TASK BRIEF: Only one span of the listing below is wanted: the lines from the one with "in the registry" through the one with "on the funct", reproduced exactly, both ends kept.
■ ■ ■ ■
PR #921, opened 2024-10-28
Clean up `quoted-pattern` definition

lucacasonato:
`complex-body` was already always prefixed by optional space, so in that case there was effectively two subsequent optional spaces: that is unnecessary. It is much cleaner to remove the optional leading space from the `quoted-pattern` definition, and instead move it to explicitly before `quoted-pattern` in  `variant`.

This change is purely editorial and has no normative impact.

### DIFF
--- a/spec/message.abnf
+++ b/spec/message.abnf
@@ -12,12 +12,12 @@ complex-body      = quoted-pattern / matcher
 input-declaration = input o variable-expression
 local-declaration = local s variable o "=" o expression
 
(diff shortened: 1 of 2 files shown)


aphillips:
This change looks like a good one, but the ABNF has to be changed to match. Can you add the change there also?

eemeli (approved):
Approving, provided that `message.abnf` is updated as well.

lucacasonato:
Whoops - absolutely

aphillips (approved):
■ ■ ■ ■
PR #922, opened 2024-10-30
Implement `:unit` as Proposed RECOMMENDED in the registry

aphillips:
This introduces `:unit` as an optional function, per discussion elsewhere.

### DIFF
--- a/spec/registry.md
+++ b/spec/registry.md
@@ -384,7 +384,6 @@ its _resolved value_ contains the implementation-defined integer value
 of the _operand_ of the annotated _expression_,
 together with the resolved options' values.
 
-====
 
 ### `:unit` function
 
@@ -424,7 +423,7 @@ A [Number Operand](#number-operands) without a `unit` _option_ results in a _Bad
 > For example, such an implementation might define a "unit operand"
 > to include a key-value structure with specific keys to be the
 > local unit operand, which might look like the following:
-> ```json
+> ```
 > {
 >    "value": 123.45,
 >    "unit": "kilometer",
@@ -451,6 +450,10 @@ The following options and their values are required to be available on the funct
■ ■ ■ ■
WRITTEN SOLUTION:
Implement `:unit` as Proposed RECOMMENDED in the registry

aphillips:
This introduces `:unit` as an optional function, per discussion elsewhere.

### DIFF
--- a/spec/registry.md
+++ b/spec/registry.md
@@ -384,7 +384,6 @@ its _resolved value_ contains the implementation-defined integer value
 of the _operand_ of the annotated _expression_,
 together with the resolved options' values.
 
-====
 
 ### `:unit` function
 
@@ -424,7 +423,7 @@ A [Number Operand](#number-operands) without a `unit` _option_ results in a _Bad
 > For example, such an implementation might define a "unit operand"
 > to include a key-value structure with specific keys to be the
 > local unit operand, which might look like the following:
-> ```json
+> ```
 > {
 >    "value": 123.45,
 >    "unit": "kilometer",
@@ -451,6 +450,10 @@ The following options and their values are required to be available on the funct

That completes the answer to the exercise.